The government’s reluctance to undertake more radical steps is explained by the policy functions that the NOCs and other energy SOEs fulfil. Of greatest importance is their role in energy pricing, for it is these companies which absorb a large share of the economic losses between the upstream and the downstream ends of the energy supply chain.  They are also perceived as playing an important role in national energy security through their investments at home and overseas, and continue to employ large numbers of people.

 

Whilst coal and crude oil prices in China follow international markets closely, all other prices are set by government. Whilst this approach has helped the government constrain inflation and address social objectives, it undermines energy efficiency policies and provides inadequate incentives to explore for and produce natural gas.  A further problem is the low price of coal relative to natural gas, which drives the continuing preference for coal rather than cleaner fuels, with the consequence of ever-worsening air pollution.

 

As a consequence, the government faces the complex challenge of raising energy prices to constrain energy use and introducing schemes to encourage the switch away from coal to cleaner fuels, whilst at the same time trying to avoid undermining economic growth or further disadvantaging the poorer sections of the population.

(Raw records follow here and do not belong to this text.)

PR #113, opened 2021-08-11
fix unused import warning

simeonschaub:


davidanthoff:
We needed that for the Windows build, and with the latest `master` for all the other builds as well, because I finally did add more useful error handling.

PR #120, opened 2021-08-12
move AUR job to dev channel

simeonschaub:
Once development settles down a bit, we can always move this to a more stable channel, but I think for now it's reasonable if this just follows the dev releases to get new features out there right away. The key should be set up already, IIRC.

### DIFF
--- a/.github/workflows/release.yml
+++ b/.github/workflows/release.yml
@@ -246,7 +246,7 @@ jobs:
 
   deploy-release-channel-aur:
     needs: build-juliaup
-    environment: release-preview-channel
+    environment: dev-channel
     runs-on: ubuntu-latest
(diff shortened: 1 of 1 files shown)


davidanthoff:
Are you sure? :) The mode I'm in right now is that I tag dev channel builds when I want to try something out, so they are very often _completely_ broken. I sometimes for example publish builds that are on purpose non-functional so that I can test something out in the deployment pipeline. Whenever I have a build that is somewhat working, I can push it to the release-preview, so I think that might be a better match at the moment?

simeonschaub:
> Whenever I have a build that is somewhat working, I can push it to the release-preview, so I think that might be a better match at the moment?

Ok, sounds reasonable. Then lets leave it like it is currently.

PR #128, opened 2021-08-18
use `bail!` instead of `return(Err(anyhow!(...)))`

KristofferC:
just getting my feet wet a little


davidanthoff (approved):
Ah, that is much nicer :)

In the last few years the government has launched emissions trading schemes to promote clean energy, tiered pricing for energy users to make those who use more pay more, and time-of-day pricing to spread out the daily load fluctuations. We should expect more efforts in this direction, as well as continuing steps to raise prices for natural gas and for oil products.

 

In conclusion, whilst the government may take decisive steps to improve the governance of the state-owned energy companies, it is likely to be more cautious in introducing changes to their structure and competitive position. Reforms to energy pricing and measures to promote clean energy will be continued, but in a judicious manner.